Can we use omega or alpha functions? :rolleyes:
 
I like Serena said:
Can we use omega or alpha functions? :rolleyes:

Nope. :P

I should have said that the problem is to be solved by elementary approaches.
 
Hint:

Integration by parts is a powerful tool.
 
Krizalid said:
Hint:

Integration by parts is a powerful tool.

Hi Krizalid!

This isn't a homework problem, can you please complete your solution? :rolleyes:
 
I know, it's just that I know the solution but I want other peoply to try it. :D
 
Let $\alpha = 1004$ and $\beta=2010$
I will try to calculate the integral:
\[I = 2^{\beta -1}\frac{\int_{0}^{1}x^\alpha (1-x)^\alpha dx}{\int_{0}^{1}x^\alpha (1-x^\beta )^\alpha dx}\]
Calculating the nominator:
\[\int_{0}^{1}x^\alpha (1-x)^\alpha dx = \left [ \frac{1}{\alpha +1}x^{\alpha +1}(1-x)^\alpha \right ]_{0}^{1}+\frac{\alpha }{\alpha +1}\int_{0}^{1}x^{\alpha+1}(1-x)^{\alpha -1}dx \\\\=\frac{\alpha }{\alpha +1}\int_{0}^{1}x^{\alpha+1}(1-x)^{\alpha -1}dx=\frac{\alpha}{\alpha+1}\left ( \left [ \frac{1}{\alpha+2}x^{\alpha+2}(1-x)^{\alpha-1} \right ]_{0}^{1} +\frac{\alpha-1}{\alpha+2}\int_{0}^{1}x^{\alpha+2}(1-x)^{\alpha-2}dx\right) \\\\=\frac{\alpha(\alpha-1)}{(\alpha+1)(\alpha+2)}\int_{0}^{1}x^{\alpha+2}(1-x)^{\alpha-2}dx = ... = \frac{\alpha!}{(\alpha+1)(\alpha+2)...(2\alpha+1)}=\frac{(\alpha!)^2}{(2\alpha+1)!}\]

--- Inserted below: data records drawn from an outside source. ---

PR #3355, opened 2025-03-15
🧹 chore: Fix and update golangci-lint workflow

ldez:
This PR targets another PR (branch: `fix-lint`) #3354.

This is a workaround to unlock your situation (the workaround is to use `goinstall` mode).

I also improved a bit your configuration and fixed some malformed `nolint` directives.

This is just a workaround. I'm still working on a proper fix, but as you can imagine, it is not quick or simple to debug on the GitHub Action runner.


nickajacks1 (approved):
Thanks!

gaby (approved):
LGTM, Thanks!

Calculating the denominator:
\[\int_{0}^{1}x^\alpha (1-x^\beta)^\alpha dx = \left [ \frac{1}{\alpha +1}x^{\alpha +1}(1-x^\beta)^\alpha \right ]_{0}^{1}+\frac{\beta\alpha }{\alpha +1}\int_{0}^{1}x^{\alpha+\beta}(1-x^\beta)^{\alpha -1}dx \\\\=\frac{\beta\alpha }{\alpha +1}\int_{0}^{1}x^{\alpha+\beta}(1-x^\beta)^{\alpha -1}dx=\frac{\beta\alpha}{\alpha+1}\left ( \left [ \frac{1}{\alpha+\beta+1}x^{\alpha+\beta+1}(1-x^\beta)^{\alpha-1} \right ]_{0}^{1} +\frac{\beta(\alpha-1)}{\alpha+\beta+1}\int_{0}^{1}x^{\alpha+2\beta}(1-x)^{\alpha-2}dx\right) \\\\=\frac{\beta^2\alpha(\alpha-1)}{(\alpha+1)(\alpha+1+\beta)}\int_{0}^{1}x^{
\alpha+2\beta}(1-x^\beta)^{\alpha-2}dx\\\\ = \frac{\beta^3\alpha(\alpha-1)(\alpha-2)}{(\alpha+1)(\alpha+1+\beta)(\alpha+1+2\beta)} \int_{0}^{1}x^{\alpha+3\beta}(1-x^\beta)^{\alpha-3}dx= ... = \frac{\beta^{\alpha}\alpha!}{(\alpha+1)(\alpha+1+ \beta)(\alpha+1+2\beta)...(\alpha+1+\alpha\beta)}\]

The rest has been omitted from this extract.